◆ **TASK INSTRUCTIONS**
Set down, unchanged, the line with "- [ ] Inform to ..." and everything after it through the last line of the data.

◆ **EXERCISE INPUTS**
PR #2364, opened 2023-08-25
Patch path to sample sheet in hk

diitaz93:
## Description

The path to the sample sheet used in the function `store_flow_cell_data` (called when finishing all flow cells) refers to a no longer present file. 

The fix is to replace it with the path to the sample sheet in Housekeeper

### Added

-

### Changed

- The referring to the sample sheet in the demux_runs directory to the sample sheet in Housekeeper

### Fixed

-

### How to prepare for test

- [ ] Use stage: `us`
    ```shell
    bash /home/proj/production/servers/resources/hasta.scilifelab.se/update-tool-stage.sh -e S_main -t cg -b fix-sample-sheet-finish -a
    ```

### How to test

- [ ] Do `cg demultiplex finish temporary`

### Expected test outcome

- [ ] Check that ...

## Review

- [ ] Tests executed by

## Implementation Plan

- [ ] Document in ...
- [ ] Inform to ...


cg/meta/demultiplex/status_db_storage_functions.py
```diff
@@ -40,8 +42,12 @@ def store_flow_cell_data_in_status_db(
         LOG.info(f"Flow cell added to status db: {parsed_flow_cell.id}.")
     else:
         LOG.info(f"Flow cell already exists in status db: {parsed_flow_cell.id}.")
+    sample_sheet: File = get_sample_sheets_from_latest_version(
+        flow_cell_id=parsed_flow_cell.id,
+        hk_api=hk_api,
+    )[0]
```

◆ **ANSWER BELOW**
- [ ] Inform to ...


cg/meta/demultiplex/status_db_storage_functions.py
```diff
@@ -40,8 +42,12 @@ def store_flow_cell_data_in_status_db(
         LOG.info(f"Flow cell added to status db: {parsed_flow_cell.id}.")
     else:
         LOG.info(f"Flow cell already exists in status db: {parsed_flow_cell.id}.")
+    sample_sheet: File = get_sample_sheets_from_latest_version(
+        flow_cell_id=parsed_flow_cell.id,
+        hk_api=hk_api,
+    )[0]
```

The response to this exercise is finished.